The root cause was that `activeQuestions` / `activeActions` / `showTaskLane` were three independent state slices implicitly assumed to be in sync with `activeChatId`. The synchronization was by convention, not by structure. Every code path that mutated them had to remember to call `resetSessionDerivedState` first; missing one created stale UI.
**Decision:** Add a `taskLaneOwnerChatId` state that records *which chatId the in-memory questions/actions belong to*, set at every site that populates them (sendPrefill, selectChat, handleSend, handleTaskSubmit, handleResumeNew, refreshFacts, handleApplyFix), cleared in `resetSessionDerivedState`. The persistence effect writes ownerChatId as the chatId tag. Render is gated on `taskLaneOwnerChatId === activeChatId` and ANDed into all three render conditions (toolbar Tasks button, narrow-viewport floating drawer, main side panel). The mount-time `skipTaskLaneRestore` guard stays as belt-and-braces for the prefill/pickup entry-flash window, which the owner-gate alone doesn't cover.
**Rejected:**
- **More entry-path guards.** That's whack-a-mole — the next path nobody anticipated will reproduce the bug. The owner-gate makes the bug structurally impossible regardless of which path triggers it.
- **Combining the four state slices into a single tagged object.** Cleaner long-term but a bigger refactor with more touch points. The owner-tracking approach gets the structural guarantee with a minimal diff and keeps the existing setState patterns.
- **Inlining the comparison at every render site.** Works but proliferates the comparison; one named derived value (`taskLaneIsForActiveChat`) reads better and groups the gate with the persistence-effect / state declarations as a named concept.
**Consequences:**
- Stale task-lane data is structurally unable to display. The lane is hidden during any window where `ownerChatId !== activeChatId`, no matter what mutation path got you there.
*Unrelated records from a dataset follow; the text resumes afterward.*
Issue #1298, opened 2020-07-16
Add helper methods for azsummary


canyon289:
## Tell us about it
Adding median and median absolute deviation would be to ArviZ summary would be nice, particular as in Regression and Other Stories those are the two summary statistics used most often.

See this ticket from Bambi
https://github.com/bambinos/bambi/issues/223

https://github.com/bambinos/bambi/issues/223
![image](https://user-images.githubusercontent.com/7213793/87624032-8e8d8c00-c6db-11ea-80cd-d184645c3928.png)

## Thoughts on implementation
Maybe we add a module thats like convenient functions or something? Whatever code we use would either go into the summary method below, or be located somewhere else. Open to ideas

https://github.com/arviz-devs/arviz/blob/master/arviz/stats/stats.py#L1153

ahartikainen:
We could add some predefined but optional stats.

Have you tried `stat_funcs` kw?

But for example mad is already defined for ess / mcse then we could have option to spit out mad stats only

We could have options for the following

    mean stats --> mean, sd, ess_mean, ess_sd, mcse...
    quantile stats --> quantiles (list input), ess_quantiles, mcse_q...
    mad stats --> median, mad, (iqr?)...

AlexAndorra:
Adding the median seems nice, especially to easily spot potentially skewed distribution. 
I'm not sure about adding MAD though, as the HDI is already in `summary` IIRC, and the latter is more robust to distributional assumptions and interpretable even when we're not working with Normal distributions -- unlike MAD estimates, IIUC

canyon289:
Only proposing MAD because its the main metric used in ROS to characterize variation in parameters, but am not strongly tied to it myself

aloctavodia:
I like @ahartikainen proposal.

virajone:
Hey, I'd like to know if I can pickup this issue ?

OriolAbril:
I think the goal here would be to add a new argument to `az.summary` to set which statistics and diagnostics to use. 

Users can already use the `stats_funcs` like in the code from the first comment to do this, but some of the combinations are common enough that having a more convenient way to get a custom summary would be a valuable feature.

I think that there is still some loose ends to tie before being able to implement it such as the argument name and the combinations to add, @ahartikainen already started with a proposal above which should be a great start, from here on we should define all the columns of each of the alternatives

virajone:
[...]

PR #1998, opened 2022-03-18
[WIP] Add new argument to az.summary

prahasR:
## Description
To solve #1298 
A new argument:`stat_focus` is added in `summary` of `stats.py`. Currently the  argument is implemented such that it will allow user to change the "focus" of `az.summary` from `mean` to `median`.  

String should be passed to `stat_focus`. If nothing is passed then `az.summary` will give default output.
Eg:
```
>>>data = az.dict_to_dataset({
                            "theta": [np.random.normal(0,1,100), np.random.normal(0,2,100)], 
                            "alpha": [np.random.normal(7,1.5,100), np.random.normal(7,3,100)]
                           })
>>>az.summary(data,  stat_focus = "median")
       median    mad
theta   0.079  0.888
alpha   7.196  1.391
``` 
 

## Checklist

- [x] ~Includes a sample plot to visually illustrate the changes (only for plot-related functions)~


OriolAbril:
I like the idea of a stats_focus argument. Can you update the description or issue with how it should work and give some examples/screenshots of its use and generated outputs?

prahasR:
Thankyou for the review!
> Can you update the description or issue with how it should work and give some examples/screenshots of its use and generated outputs?

prahasR:
Sorry for closing this, It accidently got closed due to some issues, I will try to resolve this.

arviz/plots/densityplot.py
```diff
@@ -19,6 +19,7 @@ def plot_density(
     var_names=None,
     filter_vars=None,
     combine_dims=None,
+
```
OriolAbril, line 22: This change should be undone, and it looks like it's part of why black is failing CI for this PR. See https://dev.azure.com/ArviZ/ArviZ/_build/results?buildId=5559&view=logs&j=7f538728-4589-5563-0e87-d0823eb40420&t=af0f9f62-4f87-5492-4555-4ab2d5002559&l=20

arviz/stats/stats.py
```diff
@@ -1269,6 +1276,11 @@ def summary(
     extra_metrics = []
     extra_metric_names = []
 
+    if stat_focus is not None:
+        if stat_focus == "median":
+            stat_funcs = {"median": np.median, "mad": st.median_abs_deviation}
+            extend = False
```
OriolAbril, line 1282: Does summary only return the median and the mad when `stat_focus="median"`?

arviz/stats/stats.py
```diff
@@ -1259,6 +1262,10 @@ def summary(
     if not isinstance(kind, str) or kind not in kind_group:
         raise TypeError(f"Invalid kind: '{kind}'. Kind options are: {kind_group}")
 
+    focus_group = ("mean", "median")
+    if not isinstance(stat_focus, str) or (stat_focus not in focus_group):
+        raise TypeError(f"Invalid format: '{stat_focus}'. Focus options are: {focus_group}")
```
OriolAbril, line 1267: We could make stat_focus default to `None` and when this happens take the default from rcParams, not necessarly in this PR but trying to discuss and agree on an api. @canyon289?

arviz/stats/stats.py
prahasR: Yes currently it gives median and mad only, I have added the example in the Description.

arviz/stats/stats.py
prahasR: Current implementation of `stat_focus` would only allow `"mean"` and `"median"` to be passed to `stat_focus`. If nothing is passed then the summary returns the default output that is it returns mean focused summary ( therefore I set the default to `"mean"`). And if any other input is passed to `stat_focus` then `az.summary` will produce this Type Error.
Should I change it to `None`? Also should I modify the error handling part here? 

Also what should be the desired output if we provide a dictionary in `stat_funcs` in addition to providing a string to `stat_focus`?

arviz/plots/densityplot.py
prahasR: I have fixed this.

OriolAbril (commented):
I took a long look at this and have several ideas. They mean some changes, sorry about that. Adding new functionality is always tricky, especially choosing the API part.

I think it would be best to keep the stat_focus and the stat_kwargs separate. I am adding links to the code I refer too in the text so you know what I mean by each section. Right now,
summary starts [computing quantities](https://github.com/arviz-devs/arviz/blob/main/arviz/stats/stats.py#L1290-L1339), trying to compute only those necessary. Then it [initializes
two lists that track the names and the values](https://github.com/arviz-devs/arviz/blob/main/arviz/stats/stats.py#L1341-L1376) _from scratch_ and by using the named quantities that have been computed. After that are [some substitutions for circular variables](https://github.com/arviz-devs/arviz/blob/main/arviz/stats/stats.py#L1378-L1386) (back on that later) and the [extension with stat_func metrics](https://github.com/arviz-devs/arviz/blob/main/arviz/stats/stats.py#L1388-L1389) as last step. After that it is just dataframe/dataset wrangling to return the results well rounded and in a pretty format.

I think the best way to go about this would be to restructure a bit these steps and instead do:

1. define the lists containing metric names and values as empty lists
2. add the metric names and values to these lists as soon as they are calculated, they are already calculated in the right order. Here is where the stat_focus is taken care of
3. make the circular variable corrections (with a bit more care)
4. the stat_funcs extensions are already the same.

Implementation details. That would mean for example that the [block that computes
the "stats"](https://github.com/arviz-devs/arviz/blob/main/arviz/stats/stats.py#L1290-L1297) would change to:

```python
# note that in this scenario, the variables metrics and metrics_names have already been defined before this block of code
if extend and kind in ["all", "stats"]:
    if stat_focus == "mean":
        mean = dataset.mean(dim=("chain", "draw"), skipna=skipna)

        sd = dataset.std(dim=("chain", "draw"), ddof=1, skipna=skipna)

        hdi_post = hdi(dataset, hdi_prob=hdi_prob, multimodal=False, skipna=skipna)
        hdi_lower = hdi_post.sel(hdi="lower", drop=True)
        hdi_higher = hdi_post.sel(hdi="higher", drop=True)
        metrics.extend((mean, sd, hdi_lower, hdi_higher))
        metric_names.extend(("mean", "sd", f"hdi_{100 * alpha / 2:g}%", f"hdi_{100 * (1 - alpha / 2):g}%"))
    elif stat_focus == "median":
        median = dataset.median(dim=("chain", "draw"), skipna=skipna)

        mad = dataset.mad(dim=("chain", "draw"), ddof=1, skipna=skipna)  # not sure if this exists

        eti_post = dataset.quantile((alpha/2, 1-alpha/2), dim=("chain", "draw"), skipna=skipna)
        eti_lower = eti_post.isel(quantile=0, drop=True)
        eti_higher = eti_post.isel(quantile=1, drop=True)
        metrics.extend((median, mad, eti_lower, eti_higher))
        metric_names.extend(("median", "mad", f"eti_{100 * alpha / 2:g}%", f"eti_{100 * (1 - alpha / 2):g}%"))
```

We could then get rid of all the initializing metric and metric_names code and the dependency on positional things like `[4:]` but we'd need to be careful to replace the right things in the circular variable block.

prahasR:
I have applied the changes please review. In the circular variable block I found that the stats are related to `mean` only. So in case when `stat_focus == median` then circular variables should not be calculated. Right?

OriolAbril:
> In the circular variable block I found that the stats are related to mean only. So in case when stat_focus == "median" then circular variables should not be calculated. Right?

It is fine to ignore `stat_focus` for circular variables yes.

> I have applied the changes please review.

Have you tried any of the changes? I did not provide working code in my comment. I tried to explain the restructuring and all the pieces involved in it. Then to ease the understanding of the changes outlined I provided code that _should_ work (but did not test) _for one of the blocks only_, there are still many changes left to do. Moreover, within that block there is the `.mad` line.

prahasR:
I understand! I am still working over my recent commits , I will let you know my queries. Thankyou

arviz/stats/stats.py
```diff
@@ -1353,42 +1363,26 @@ def summary(
...
-                ess_bulk,
-                ess_tail,
-                r_hat,
-            )
-        elif kind == "stats":
-            metrics_ = (mean, sd, hdi_lower, hdi_higher)
-            metrics_names_ = metrics_names_[:4]
-        elif kind == "diagnostics":
-            metrics_ = (mcse_mean, mcse_sd, ess_bulk, ess_tail, r_hat)
-            metrics_names_ = metrics_names_[4:]
```
prahasR, line 1374: As we are taking care of the situation when `kind=="stats"` already and when kind equals `"diagnostics"` or `"all"` then we will have to add these quantities in both the cases, therefore I removed the if/elif conditions here. Can you please review this part.

arviz/stats/stats.py
```diff
@@ -1299,14 +1294,29 @@ def summary(
...
+            hdi_higher = hdi_post.sel(hdi="higher", drop=True)
+            metrics.extend((mean, sd, hdi_lower, hdi_higher))
+            metric_names.extend(("mean", "sd", f"hdi_{100 * alpha / 2:g}%", f"hdi_{100 * (1 - alpha / 2):g}%"))
+        elif stat_focus == "median":
+            median = dataset.median(dim=("chain", "draw"), skipna=skipna)
 
-        hdi_post = hdi(dataset, hdi_prob=hdi_prob, multimodal=False, skipna=skipna)
-        hdi_lower = hdi_post.sel(hdi="lower", drop=True)
-        hdi_higher = hdi_post.sel(hdi="higher", drop=True)
+            mad = dataset.mad(dim=("chain", "draw"), ddof=1, skipna=skipna)  # not sure if this exists
```
prahasR, line 1313: I checked the functions in this block and found that all of them are working except the `.mad`. I am not sure about where should this function be added, can you please help.

arviz/stats/stats.py
```diff
@@ -1341,42 +1363,26 @@ def summary(
     # Combine metrics
     metrics: List[xr.Dataset] = []
     metric_names: List[str] = []
```
OriolAbril, line 1365: these two lines are resetting the metrics and metric_names lists, so all the stats that were added to them above are lost.

arviz/stats/stats.py
```diff
@@ -1341,42 +1363,26 @@ def summary(
...
-    if extend:
-        metrics_: Tuple[xr.Dataset, ...]
+    if extend and kind in ["all", "diagnostics"]:
```
OriolAbril, line 1366: This block (and the block above where these are computed is hardcoded to the mean stat_focus. The diagnostics shown should also depend on the stat_focus as shown in https://github.com/arviz-devs/arviz/pull/1998/files#r832644368.

The idea I tried to explain in the super long comment should be applied to both stats (more or less done in the provided code example) and diagnostics (no sample code provided)

arviz/stats/stats.py
OriolAbril: this should be removed yes, but there are still some changes needed to recover the "original" output

arviz/stats/stats.py
OriolAbril: Let's use the one in xarray-einstats that will work directly on xarray datasets like `hdi`.

prahasR:
Can you please help me in getting the tests right. It is showing module not found error in `xarray_einstats`.

arviz/stats/stats.py
```diff
@@ -1331,52 +1353,57 @@ def summary(
...
+                output_core_dims=tuple([] for _ in range(5)),
+            )
+        elif stat_focus == "median":
+            mcse_median, ess_median, ess_tail, r_hat = xr.apply_ufunc(
+                _make_ufunc(_multichain_statistics, n_output=4, ravel=False),
+                dataset,
+                kwargs=dict(focus="median"),
+                input_core_dims=(("chain", "draw"),),
+                output_core_dims=tuple([] for _ in range(4)),
+            )
```
OriolAbril, line 1370:
```suggestion
            )
        metrics.extend(metrics_)
        metric_names.extend(metrics_names_)
```

arviz/stats/stats.py
```diff
@@ -1331,52 +1353,57 @@ def summary(
...
+                "ess_median",
+                "ess_tail",
+                "r_hat",
+            )
         metrics.extend(metrics_)
         metric_names.extend(metrics_names_)
 
     if circ_var_names:
-        if kind != "diagnostics":
+        if kind != "diagnostics" and stat_focus == "mean":
```
OriolAbril, line 1406: This should work in both cases. We only need to be careful to replace the right positions in `metrics`. I don't think there is a clear definition of a circular median (nor implementation in scipy for example) so it is fine for circular variables to report the mean instead. We only need to document that properly.

arviz/stats/stats.py
```diff
@@ -1287,14 +1295,28 @@ def summary(
...
+            median = dataset.median(dim=("chain", "draw"), skipna=skipna)
+
+            mad = stats.median_abs_deviation(dataset, dims=("chain", "draw"))
+            eti_post = dataset.quantile((alpha/2, 1-alpha/2), dim=("chain", "draw"), skipna=skipna)
+            eti_lower = eti_post.isel(quantile=0, drop=True)
+            eti_higher = eti_post.isel(quantile=1, drop=True)
+            metrics.extend((median, mad, eti_lower, eti_higher))
+            metric_names.extend(("median", "mad", f"eti_{100 * alpha / 2:g}%", f"eti_{100 * (1 - alpha / 2):g}%"))
 
     if circ_var_names:
```
OriolAbril, line 1321: Now circmean and circstd can use the ones from xarray_einstats directly instead of coding the wrappers here.

OriolAbril (commented):
> Can you please help me in getting the tests right. It is showing module not found error in xarray_einstats.

We are introducing xarray-einstats as a new dependency of ArviZ, so it needs to be added to the requirements, otherwise it is not installed and it can't be found when trying to run the tests.

You should add `xarray-einstats>=0.2` to https://github.com/arviz-devs/arviz/blob/main/requirements.txt

arviz/stats/stats.py
```diff
@@ -1330,60 +1358,67 @@ def summary(
...
-            ):
+            if stat_focus == "mean":
+                for metric, circ_stat in zip(
+                    # Replace only the first 5 statistics for their circular equivalent
+                    metrics[:5],
+                    (circ_mean, circ_sd, circ_hdi_lower, circ_hdi_higher, circ_mcse),
+                ):
+                    for circ_var in circ_var_names:
+                        metric[circ_var] = circ_stat[circ_var]
+            else:
```
OriolAbril, line 1404: I'll try to come back to interaction between stat_focus and circular variables at some point next week.

OriolAbril: After some deliberation it is best if we (at least for now) raise an error if `stat_focus!="mean"` and `circ_var_names in not None` (which should happen at the beginning, like the check to ensure stat_focus is mean or median.

arviz/stats/diagnostics.py
```diff
@@ -923,24 +923,31 @@ def _mc_error(ary, batches=5, circular=False):
...
     ary = np.atleast_2d(ary)
     if _not_valid(ary, shape_kwargs=dict(min_draws=4, min_chains=1)):
-        return np.nan, np.nan, np.nan, np.nan, np.nan
-    # ess mean
+        if focus == "mean":
+            return np.nan, np.nan, np.nan, np.nan, np.nan
+        return np.nan, np.nan, np.nan, np.nan
+    # ess mean/ ess median
     ess_mean_value = _ess_mean(ary)
+    ess_median_value = _ess_median(ary)
```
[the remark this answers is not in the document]
OriolAbril: still pending

OriolAbril (commented):
I think we can already start looking into tests, also make sure to run `pip install -r requirements-dev.txt` to make sure you have the right version of black, then check `lint` script runs (can be run as shown in https://python.arviz.org/en/latest/contributing/pr_checklist.html)

prahasR:
I have applied changes.  

> also make sure to run `pip install -r requirements-dev.txt` to make sure you have the right version of black

Also I have run this command and the black tests are passing in my local machine, I checked pytest-black version and it is showing the latest version.

arviz/stats/stats.py
```diff
@@ -1287,38 +1298,53 @@ def summary(
...
-            _make_ufunc(st.circmean),
-            dataset,
-            kwargs=dict(high=np.pi, low=-np.pi, nan_policy=nan_policy),
-            input_core_dims=(("chain", "draw"),),
+        circ_mean = stats.circmean(
+            dataset, dims=["chain", "draw"], high=np.pi, low=-np.pi, nan_policy=nan_policy
         )
         _numba_flag = Numba.numba_flag
-        func = None
+        circ_sd = None
```
OriolAbril, line 1336: no need to define `circ_sd` here, it is defined from scratch in both branches of the if

OriolAbril (commented):
Looks great, have only left some nits to review. Also, can you add an example of using `stat_focus` on the docstring?

> Also I have run this command and the black tests are passing in my local machine, I checked pytest-black version and it is showing the latest version.

Sorry to continue on this, but we need CI to pass in order to be able to merge and [the black check](https://dev.azure.com/ArviZ/ArviZ/_build/results?buildId=5691&view=logs&j=7f538728-4589-5563-0e87-d0823eb40420&t=af0f9f62-4f87-5492-4555-4ab2d5002559&l=19) is still failing on Azure even if it passes locally. 

Which black version do you have? You can use `black --version` to check. Azure has [22.3.0](https://dev.azure.com/ArviZ/ArviZ/_build/results?buildId=5691&view=logs&j=7f538728-4589-5563-0e87-d0823eb40420&t=a4781dd5-117c-57bc-6ede-0df74fc9da75&l=26). If you also have the same, let me know once you have done these last changes and I'll take a look and make some commits to your PR to see if I can fix it.

arviz/stats/stats.py
```diff
@@ -1209,6 +1213,14 @@ def summary(
            ...:     extend=False
            ...: )
 
+    Use ``stat_focus`` to change the focus of summary statistics obatined to median:
+
+    .. ipython::
+
+        In [1]: import arviz as az
+           ...: data = az.load_arviz_data("centered_eight")
+           ...: az.summary(data, stat_focus="median")
```
OriolAbril, line 1222:
```suggestion
        In [1]: az.summary(data, stat_focus="median")
```

the lines of code executed previously _in the same docstring_ are remembered, it is not necessary to import arviz again or to create `data`.

OriolAbril (commented):
CI is passing :tada: 

I did a 2nd pass at the docstring. I left one comment and noticed that the return section of the docstring also has to be updated. You can replace 

```
        Return value will contain summary statistics for each variable. Default statistics are:
        `mean`, `sd`, `hdi_3%`, `hdi_97%`, `mcse_mean`, `mcse_sd`, `ess_bulk`, `ess_tail`, and
        `r_hat`.
        `r_hat` is only computed for traces with 2 or more chains.
```

with 

```
        Return value will contain summary statistics for each variable. Default statistics depend on
        the value of ``stat_focus``:

        - ``stat_focus="mean"``: `mean`, `sd`, `hdi_3%`, `hdi_97%`, `mcse_mean`, `mcse_sd`, `ess_bulk`, `ess_tail`, and `r_hat`
        - ``stat_focus="median"``: `median`, `mad`, `eti_3%`, `eti_97%`, `mcse_median`, `ess_median`, `ess_tail`, and `r_hat`

        `r_hat` is only computed for traces with 2 or more chains.
```

Do check that lines are under 100 characters, but it is important to keep an empty line both before and after the bullet point list for rst to render correctly and without warnings.

Finally, I also updated the PR description checklist. The comments above will take care of the documentation point and only adding to the changelog (which you can already do) will be missing. This is an important change so it needs to be on the changelog :smile:

prahasR:
> The comments above will take care of the documentation point and only adding to the changelog (which you can already do) will be missing. This is an important change so it needs to be on the changelog 😄

So I have to list this change in **v0.x.x Unreleased**, under **New Features** section? Right?
And do I have to provide description also ?

OriolAbril:
> So I have to list this change in v0.x.x Unreleased, under New Features section? Right?
And do I have to provide description also ?

Yes, it should have a one sentence description like the others and the link to this PR. It doesn't need to be super clear or contain all the changes/context either, something like "add `stat_focus` argument to `az.summary`" would already be fine.

OriolAbril:
Thanks @prahasR!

- Adding new sites that populate `activeQuestions` / `activeActions` requires also setting `taskLaneOwnerChatId`. The pattern is documented in the commit message and visible in every existing populate site as a paired call.
- The mount-time `skipTaskLaneRestore` guard is now redundant in steady-state but kept for the few-hundred-ms flash window between component mount and the first sendPrefill / selectChat effect. Deleting it would re-introduce a (smaller) flash without strong reason.
- Future task-lane state slices (e.g. `facts`, `activeFix`) follow the same pattern: gate their visibility on the owner check via the existing render conditions. Tagging more slices with their own `*OwnerChatId` is a future refactor if the slices diverge.
---
## 2026-04-24 — Adopt dual-agent handoff system (`.ai/` + `CLAUDE.md` + `AGENTS.md`)
**Context:** Claude Code hits session and weekly usage limits. Work stalls when the primary agent is locked out. Needed a structured way for OpenAI Codex to resume where Claude left off without losing architectural truth or drifting across sessions.
**Decision:** Split the old CLAUDE.md into `.ai/PROJECT_CONTEXT.md` (stable repo truth), agent-specific root files (`CLAUDE.md`, `AGENTS.md`) with a shared protocol block, and a small handoff toolkit (`CURRENT_TASK.md`, `HANDOFF.md`, `TODO.md`, `DECISIONS.md`, `SESSION_LOG.md`, `README.md`). Previous CLAUDE.md snapshotted in commit `e110fed` before the migration.
**Rejected:**
- Single symlinked CLAUDE.md/AGENTS.md — diverges silently, hides agent-specific tooling differences.
- Putting GitNexus/gstack content in AGENTS.md — Codex doesn't have those tools; would mislead the resume agent.
- Keeping the old CLAUDE.md as-is and adding AGENTS.md alongside it — duplicated truth, drift guaranteed.
**Consequences:**
- First read for either agent: `.ai/PROJECT_CONTEXT.md` + `.ai/CURRENT_TASK.md` + `.ai/HANDOFF.md`.
- Architectural changes in the repo require updating PROJECT_CONTEXT.md, not the root agent files.
- Git trailers differ per agent (`Claude Opus 4.7` vs `Codex`) — preserved in each root file.
- Legacy `SESSION-HANDOFF.md` deleted in the same commit; superseded by `.ai/HANDOFF.md`.